* PROBLEM STATEMENT *
What do the lines say from the start of the entries through the one containing "WIP: Module threading"? Repeat them exactly.

* MATERIALS PROVIDED *
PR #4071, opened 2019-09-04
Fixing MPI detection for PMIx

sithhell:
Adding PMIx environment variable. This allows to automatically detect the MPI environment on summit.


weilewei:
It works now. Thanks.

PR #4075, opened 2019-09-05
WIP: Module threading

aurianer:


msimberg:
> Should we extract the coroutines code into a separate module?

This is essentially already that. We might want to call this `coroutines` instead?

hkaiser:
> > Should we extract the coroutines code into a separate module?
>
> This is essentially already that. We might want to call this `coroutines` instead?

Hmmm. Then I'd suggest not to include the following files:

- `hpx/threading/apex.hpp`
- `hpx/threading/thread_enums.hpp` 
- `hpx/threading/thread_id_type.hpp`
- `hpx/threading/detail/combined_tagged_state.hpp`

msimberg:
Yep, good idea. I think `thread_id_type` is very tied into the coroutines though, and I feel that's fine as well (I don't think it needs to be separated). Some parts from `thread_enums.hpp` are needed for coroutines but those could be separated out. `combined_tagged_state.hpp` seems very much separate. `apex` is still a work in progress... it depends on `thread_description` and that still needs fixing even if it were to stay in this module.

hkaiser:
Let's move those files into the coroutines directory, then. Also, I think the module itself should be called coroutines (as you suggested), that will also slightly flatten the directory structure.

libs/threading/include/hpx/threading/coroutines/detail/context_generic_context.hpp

* TASK RESPONSE *
PR #4071, opened 2019-09-04
Fixing MPI detection for PMIx

sithhell:
Adding PMIx environment variable. This allows to automatically detect the MPI environment on summit.


weilewei:
It works now. Thanks.

PR #4075, opened 2019-09-05
WIP: Module threading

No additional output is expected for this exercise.